Mas se apaixonar? Isso é algo completamente diferente. Eu sempre julguei impossível para um homem amar outro, sempre achei isso contra a natureza.

–- Lembra-se de quando eu trabalhava entregando encomendas do mercado para famílias ricas, Kyunnie-ah? – ele dizia com um sorriso bobo no rosto – Eu me apaixonei pelo senhor de uma das casas que eu entregava. Ele era muito bonito e cortês. Eu sempre o via quando saía ou entrava em sua casa. Um dia ele pediu para o mordomo que me levasse até a sala de jogos, onde ele se encontrava, meu coração foi a mil, pensando se ele havia observado que eu o encarava e se iria pedir que eu parasse. Eu estava convencido que era isso, mas ele apenas queria um companheiro para uma partida de sinuca. Nós conversamos, bebemos, descobri seu nome verdadeiro – Lee HyukJae —, e esses dias em que eu jogava com ele se tornavam cada vez mais frequentes. Um dia, ele quis apostar, eu neguei, um tanto quanto envergonhado, eu era pobre, não tinha nada que ele pudesse querer, mas aí ele disse que queria que eu apostasse um beijo. Eu corei instantaneamente, meus dedos ficaram trêmulos e era óbvio que eu havia ficado desconfortável com o pedido, então, ele somente me beijou e começamos a ter um caso. Eu estava nas nuvens, vivendo o meu primeiro amor! – DongHae contava de olhos fechados, aproveitando-se das ondas de prazer que as lembranças de HyukJae ofereciam-no, de repente, seu tom de voz mudou, pude ver seus pelos se arrepiarem — Porém, as notícias foram parar com os empregados e depois na noiva dele. Ela me atacou-o e matou-o para que eu pudesse viver com a imagem de sua morte por toda a eternidade. – ele já fungava prestes a chorar. Abracei-o.

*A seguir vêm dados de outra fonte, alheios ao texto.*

PR #361, opened 2016-03-24
RSL1g3

ricardopereira:


mattheworiordan:
Bit like my comments on the other, is the client library responsible for the rejection?

ricardopereira:
> Bit like my comments on the other, is the client library responsible for the rejection?

Done ca84933.

ricardopereira:
@tcard PTAL

tcard:
LGTM

PR #362, opened 2016-03-24
RSL1g4

ricardopereira:


mattheworiordan:
The only issue I can see is that there is no way to be sure that the test is not rejecting the message because the server is rejecting it, or as intended by the spec, the client lib is rejecting it.  Can you somehow ensure that the message is never sent to the server i.e. rejected before that happens?

ricardopereira:
@mattheworiordan @tcard PTAL.

Spec/RestClientChannel.swift
```diff
@@ -155,6 +155,54 @@ class RestClientChannel: QuickSpec {
...
+                    client.httpExecutor = mockExecutor
+                    let channel = client.channels.get("test")
+
+                    mockExecutor.beforeRequest = { request in
+                        if request.URL!.absoluteString.containsString("/channels/test/messages") {
+                            switch extractBodyAsMessages(request) {
+                            case .Failure(let error):
+                                fail(error)
+                            case .Success(let rawMessages):
+                                expect(rawMessages.unbox.first!["clientId"] as? String).to(equal("tester"))
```
tcard: I'm not sure I get this. The spec says that the library should catch the error, so the request this block is intercepting shouldn't happen, isn't that right?

tcard: To clarify, the library should catch the error _before_ sending the request, thus failing early and preventing it from happening.

ricardopereira: Yes, you right. The request shouldn't happen. Fixed 436b265.

ricardopereira:
@tcard PTAL

tcard:
LGTM, but isn't this doing exactly the same as #361 ?

ricardopereira:
Quite but RSL1g3 is checking if the connection and channel remains active.

PR #368, opened 2016-03-30
RSP4b1

ricardopereira:


Spec/RestClientPresence.swift
```diff
@@ -77,6 +77,83 @@ class RestClientPresence: QuickSpec {
...
+                    it("start must be equal to or less than end and is unaffected by the request direction") {
+                        let client = ARTRest(options: AblyTests.commonAppSetup())
+                        let channel = client.channels.get("test")
+
+                        let query = ARTDataQuery()
+                        query.direction = .Backwards
+                        query.end = NSDate()
+                        query.start = NSDate()
+
+                        expect { try channel.presence.history(query) { _, _ in } }.to(throwError { (error: ErrorType) in
```
mattheworiordan: Why are we expecting an error?  As far as I can tell, start should be equal to or less than end, well it's hard to tell given the way you've set that up without explicitly setting start as later then end

ricardopereira: Done 917182b.

tcard:
LGTM

PR #372, opened 2016-04-01
RTP8a, RTL7f: attach first to avoid race condition.

tcard:
Before we were subscribing the presence listener and entering in
parallel connections, it was possible that the latter finished
before the former attached, thus missing the event.


tcard:
Note that all "push" Travis builds (including #311 right now) can fail because of this.

ricardopereira:
LGTM

Issue #345, opened 2016-03-22
Add support for Swift 2.2


ricardopereira:
_Xcode 7.3 includes Swift 2.2 and SDKs for iOS 9.3..._

ricardopereira:
This is important right now. The Xcode 7.3 is already on the AppStore. It won't be possible to use it if someone want to try out the latest client version. Swift syntax has changed but we can use different versions on the code. Swift 2.2 introduces a new compiler directive that makes cross-version compatibility. It is a compile time feature:

```
#if swift(>=3.0)
print("Running Swift 3.0 or later")
#else
print("Running Swift 2.2 or earlier")
#endif
```

tcard:
Sorry @ricardopereira, are you saying that the library right now doesn't work with Swift 2.2?

ricardopereira:
Yes because we are using the SwiftWebSocket. I think we only need to update the dependency because CocoaPods will only install the dependency and select the ObjC code of the client. We can update the `Spec` to Swift 2.2 later.

ricardopereira:
I'm downloading the Xcode 7.3 and I will test it.

PR #373, opened 2016-04-05
Swift 2.2

ricardopereira:
#345


tcard:
LGTM

ricardopereira:
I can create a new version on CocoaPods but maybe I should do it after the current PRs are merged.
@tcard WDYT?

tcard:
@ricardopereira I talked with @mattheworiordan and we should do the 0.8 release ASAP, but I want to get at least #347 in as it has a significant API change. The rest could be included in 0.8.1 eventually.

PR #376, opened 2016-04-08
Rearrange types relationships to avoid ambiguities.

tcard:
Previously, we had some situations in which, for convenience, we were
inheriting rather than composing (RealtimeChannel inheriting from
RestChannel). This was causing problems in places where some parent
class implemented `method:(A)a` while a child class was implementing
`method:(B)b`. Swift 2.2 doesn't let you do this, so it's necessary for
that, but it's also a good idea for Swift <2.2 if only for code
organization and soundness.

Also added some changes in the test Swift code for forwards 
compatibility.


ricardopereira:
Great 👌🏻 LGTM

mattheworiordan:
LGTM.  Can you confirm this does not impact on our documentation?

PR #377, opened 2016-04-08
Remove Ably.podspec.

tcard:
We can just rename AblyRealtime.podspec to Ably.podspec when the
time comes.


ricardopereira:
LGTM

mattheworiordan:
Is that time now now @tcard, I believe we can post to Ably now?  If so, we need to deprecate AblyRealtime pod

PR #378, opened 2016-04-08
Adapt to Swift 2.2

tcard:
WIP to check via Travis if it's backwards compatible. If it isn't we need to figure out how/if we're going to maintain two versions.

### DIFF
--- a/.travis.yml
+++ b/.travis.yml
@@ -1,5 +1,5 @@
 language: objective-c
-osx_image: xcode7.2
+osx_image: xcode7.3
 env:
   global:
   - LC_CTYPE=en_US.UTF-8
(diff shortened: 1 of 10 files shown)


ricardopereira:
You need to change the travis file to use Xcode 7.3.

tcard:
Please don't merge anything before merging this. I'm making a `0.8.1-swift2.1` release with the current master branch (which is _finally_ passing the tests). Then a new branch, `swift2.1`, from the current master as well. Then we can merge this PR, and make a `0.8.1` release that is supposed to be compatible with Swift 2.2 onwards. From then on, every PR merged to `master` will have to be merged to `swift2.1` as well. (We'll use squashed commits and cherry-picking to facilitate this.)

Does the plan sound good?

PR #827, opened 2023-01-04
sentry: use asio grpc

battlmonstr:


battlmonstr:
It is nice that I can pass ServiceState to calls now and avoid a global variable.
I was confused by how `request_` type is inferred now from the template argument. In theory we can pass it as an `operator()` parameter to make its type explicit like before.

canepat:
> I was confused by how `request_` type is inferred now from the template argument. In theory we can pass it as an `operator()` parameter to make its type explicit like before.

This is a good point for `UnaryCall` and `ServerStreamingCall`, I suggest to do this in a separate PR.

PR #829, opened 2023-01-09
sentry: refactor common RPC type conversions

battlmonstr:
Sentry is using parts of downloader's sentry_type_casts.hpp which implements interfaces' types.proto helpers.
Those could be useful for other RPCs too.


battlmonstr:
I have only moved parts that are used from 2 places (server and client), because I'm not sure that everything is going to be needed.

rpc/interfaces/types.hpp is meant to cover https://github.com/ledgerwatch/interfaces/blob/master/types/types.proto

In the future for commonalities that are specific to sentry, and are needed in both the sentry client (downloader) and the sentry server, the plan is to make a separate folder such as node/silkworm/sentry .

mriccobene (approved):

Meus braços envolveram seu ombro e puxaram-no para perto, por mais que não fosse a pior das coisas do mundo que ele confessara, não deixava de ser um sentimento que ele guardava por cem longos anos. Senti suas lágrimas quentes molharem o meu corpo e seus dedos me apertarem com força.

Sentia meu coração doer por ver DongHae assim e, rapidamente a sensação de culpa por ter perguntado sobre sua cicatriz me invadiu. Suas lágrimas pareciam um ácido que queimava minha pele, minha alma. Eu afagava o seu cabelo e sussurrava palavras de carinho para acalmá-lo.

Eu havia tocado em sua ferida, aliás, eu havia jogado sal nela, e agora só me restava observar enquanto Donghae sofria pela ardência.